HAAD: Human Aid and Assistive Drone

Abstract

“HAAD: Human Aid and Assistive Drone ” presents the design and implementation of a smart drone system, HAAD (Human Aid and Assistive Drone), aimed at supporting individuals in outdoor environments. The drone is capable of performing two core functions: item picking using a servo-based gripper and autonomous person following. Built on a Pixhawk flight controller and integrated with GPS, ESCs, brushless motors, and a custom gripper, the drone navigates using real-time location data and responds to user commands through a remote or app interface. The system combines autonomous flight control, human assistance logic, and field testing to demonstrate reliable performance in real-world scenarios such as aiding elderly or visually impaired individuals. HAAD highlights how aerial robotics can extend human capabilities and support daily tasks with mobility and precision.

Introduction

The text describes the design, development, and validation of HAAD (Human Aid and Assistive Drone), an intelligent assistive UAV system developed to support individuals with mobility or visual impairments in outdoor environments. The project addresses the growing need for robotic assistance in unstructured spaces such as parks and backyards, where traditional indoor robots are less effective.

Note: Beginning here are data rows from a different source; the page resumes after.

PR #712, opened 2020-07-20
Adding S3::DeleteBucket

Nyholm:
I've only generated the code and modified `DeleteBucketRequestTest`

### DIFF
--- a/src/Service/S3/tests/Integration/S3ClientTest.php
+++ b/src/Service/S3/tests/Integration/S3ClientTest.php
@@ -217,13 +217,19 @@ class S3ClientTest extends TestCase
     public function testDeleteBucket(): void
     {
         $client = $this->getClient();
+        $client->CreateBucket(['Bucket' => 'foo-exist']);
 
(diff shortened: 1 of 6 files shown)


src/Service/S3/tests/Integration/S3ClientTest.php
```diff
@@ -213,6 +214,18 @@ public function testCreateMultipartUpload(): void
...
     }
 
+    public function testDeleteBucket(): void
+    {
+        $client = $this->getClient();
+
+        $input = new DeleteBucketRequest([
+            'Bucket' => 'my_bucket',
+        ]);
+        $result = $client->DeleteBucket($input);
```
jderusse, line 224: Could we assert that bucket does not exists aymore? (I don't know if it's implemented by the fakeS3)

Nyholm: Sure. I've fixed that.

Nyholm:
Thank you for the review.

HAAD is designed as a smart aerial companion capable of performing tasks like retrieving dropped items (keys, medication, phones) and following users using a Follow-Me mode. The system integrates GPS navigation, onboard sensors, computer vision, and a servo-based gripper mechanism to provide physical assistance from the air. Its primary goal is to improve independence, safety, and quality of life for users.

System Architecture

The drone is built on a structured mechatronic framework consisting of:

• A command and control interface (user interaction via remote/mobile app)

• A central processing core (Pixhawk 2.4.8 running ArduPilot firmware)

• A power distribution system

• A propulsion system with four 920KV brushless motors

Key components include:

• Ublox M8N GPS for navigation and tracking

• Barometer and gyroscope/accelerometer for stability

• Servo-actuated gripper for object retrieval

• Failsafe mechanisms (automatic Return-to-Launch and low-battery landing)

Methodology

The development followed a structured engineering lifecycle:

1. Requirement analysis

2. Hardware selection

3. Software configuration

4. Simulation and field validation

Performance requirements included:

• 2:1 thrust-to-weight ratio

• Minimum 20-minute flight time

• Wind resistance up to 10 m/s

• Real-time tracking accuracy under 1 meter

Design and Hardware Calculations

• Total takeoff weight: 1400g

• Required thrust: 2.8 kg

• Actual thrust achieved: 3.44 kg (providing safety margin)

• Power source: 5000mAh Li-Po battery

• Ensured sufficient current capacity and stable voltage supply

Simulation and Results

The system was validated using:

• MATLAB Simulink for flight dynamics and PID control testing

• ROS-Gazebo for autonomous navigation and Follow-Me simulation

Results showed:

• Rapid stabilization of attitude control

• Balanced motor thrust after initial fluctuations

• Effective disturbance handling (wind and payload)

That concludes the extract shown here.